These methods require a rooted phylogeny with branch lengths. Both ultrametric and non-ultrametric trees can be used, but this will have implications for whether ancestral states can be estimated. Polytomies and non-branching edges are not a problem. The units of the branch lengths are typically given in time units or number of nucleotide substitutions. A lot of the power of this method comes from having accurate branch lengths so some care should be taken in time-calibrating the phylogeny.

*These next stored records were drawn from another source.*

PR #1690, opened 2017-04-18
Add missing non shuffle packets for 2013 ragexe client

4144:
### Pull Request Prelude

### Changes Proposed

Add missing non shuffle packets for 2013 ragexe client.

Move some packets added in wrong versions to past versions.

Non destructive changes for existing implemented packets. In other words it change nothing for already implemented packets, but fix possible missing packets issues.

### DIFF
--- a/src/map/packets.h
+++ b/src/map/packets.h
@@ -2802,6 +2802,13 @@ packet(0x96e,-1,clif->ackmergeitems);
 	packet(0x09da,-1); // ZC_ACK_GUILDSTORAGE_LOG
 #endif
 
+// 2013-10-16aRagexe
+#if PACKETVER >= 20131016
+// new packets
+// changed packet sizes
+	packet(0x09d9,6,clif->pDull/*,XXX*/); // CZ_REQ_GUILDSTORAGE_LOG
+#endif
+
 // 2013-10-30aRagexe
 #if PACKETVER >= 20131030
 // new packets
--- a/src/map/packets.h
+++ b/src/map/packets.h
@@ -2229,6 +2229,17 @@ packet(0x96e,-1,clif->ackmergeitems);
 // changed packet sizes
 #endif
 
+// 2013-03-06aRagexe
+#if PACKETVER >= 20130306
+// new packets
+	packet(0x09a6,12); // ZC_BANKING_CHECK
+	packet(0x09a7,14,clif->pDull/*,XXX*/); // CZ_REQ_BANKING_DEPOSIT
+	packet(0x09a8,4); // ZC_ACK_BANKING_DEPOSIT
+	packet(0x09a9,14,clif->pDull/*,XXX*/); // CZ_REQ_BANKING_WITHDRAW
+	packet(0x09aa,4); // ZC_ACK_BANKING_WITHDRAW
+// changed packet sizes
+#endif
+
 //2013-03-20Ragexe (Judas + Yommy)
 #if PACKETVER >= 20130320
 	// Shuffle Start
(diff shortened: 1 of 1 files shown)


HerculesWSAPI:
This change is [Reviewable](https://reviewable.io/reviews/herculesws/hercules/1690)

src/map/packets.h
```diff
@@ -2229,6 +2229,17 @@ packet(0x96e,-1,clif->ackmergeitems);
 // changed packet sizes
 #endif
 
+// 2013-03-06aRagexe
+#if PACKETVER >= 20130306
+// new packets
+	packet(0x09a6,12); // ZC_BANKING_CHECK
```
Smokexyz: Aren't code-styling changes followed in packets.h? (space after commas)

Jedzkie: Hmm How about changing all of the small letters to capital ?

src/map/packets.h
```diff
@@ -2299,6 +2299,16 @@ packet(0x96e,-1,clif->ackmergeitems);
 	// New Packets End
 #endif
 
+#if PACKETVER >= 20130320
+// new packets
+// changed packet sizes
+	packet(0x09a7,10,clif->pBankDeposit,2,4,6); // CZ_REQ_BANKING_DEPOSIT
```
MishimaHaruna: If the 2013-03-20 client has these packets, then we should probably also update the condition to enable the banking system, since it still checks it against the 20130724 PACKETVER. See battle.c line 7592:

```
#if PACKETVER < 20130724
	if( battle_config.feature_banking ) {
		ShowWarning("conf/map/battle/feature.conf banking is enabled but it requires PACKETVER 2013-07-24 or newer, disabling...\n");
		battle_config.feature_banking = 0;
	}
#endif
```

4144: packets.h mean only packet added/changed in packets len table in client.
But is client using packet at add date or bit after no one know.
This mean for any changes like this need manual testing with clients.
I will left this to some one else, because in wine very low amount of clients working. i cant test them all.

src/map/packets.h
4144: style in packets.h was always own. probably better left it as is.
About case, some times it small, some times in big. For checking tools here no difference. For humans too. My tool using always low case.

src/map/packets.h
Asheraf: Tested with all clients starting from `2013-03-20eRagexe` till `2013-07-17cRagexe` and banking not working.

4144: @Asheraf you enabled other functions what was disabled for this versions?
Because in code can be many #ifdefs related to this.
Or you mean banking in client not implemented?

Asheraf: I did change the check that haru talked about also i tried to `@send 0x09a6` to open the bank window but didn't work on those clients.

Jedzkie:
As far as i know, if the release date of the feature is for example 20130724, you can only use the feature starting on that client date abd onwards. I dont know the packet if they add it advance before it released on sakray. @Asheraf try to use RagexeRE if it works.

Comparative methods built around an Ornstein-Uhlenbeck process

The Ornstein-Uhlenbeck process describes stochastic evolution with a deterministic tendency to move towards a fixed state (Hansen & Martins 1996). To model adaptive evolution in a comparative data set, we interpret this fixed state as a “primary optimum”, defined as the average fitness optimum that would be reached by a large number of independent species evolving for a sufficiently long time in a given niche to be free of any ancestral influence (Hansen 1997). The model assumes that primary optima exist at any point in time (on the phylogeny), and the idea is to test hypotheses about the effect of specified environmental variables on the primary optima. Currently, the software allows the primary optimum to be be modeled as a multiple regression on several continuous “random” variables, continuous "direct-effect" variables, or as a one-way ANOVA on fixed, categorical variables mapped as regimes on the phylogenetic tree.

The optimum

If we let $\theta(x_1, x_2 \dots)$, be the primary optimum as a function of environmental variables, $x_1, x_2 \dots$, then for the regression model, we have:

$$ \theta(x_1, x_2 \dots) = b_0 + b_1x_1 + b_2x_2 \dots, $$

where $b_0$ is an intercept, and $b_1, b_2 \dots$ are regression slopes on the environmental variables. For the ANOVA model we let $x_1, x_2 \dots$ be indicator variables indicating different categorical states of the environment, and we write

$$ \theta(x_1, x_2 \dots) = \theta_1x_1 + \theta_2x_2 \dots, $$ where $\theta_1x_1, \theta_2x_2 \dots$ are parameters describing the state of the primary optimum in the different environments or niches. The goal is to estimate the parameters $b_i$ or $\theta_i$ to test whether particular aspects of the environment have an effect on the optimum or not. Our adaptive hypotheses thus takes the form: Given that there is a single optimum, the species are adapted to variable $x$ if $x$ has an (important) effect on the optimum. As we will see, the methods also allow for assessments of how strongly the species tend to evolve towards the optimum, and thus to reject the base assumption of adaptation altogether.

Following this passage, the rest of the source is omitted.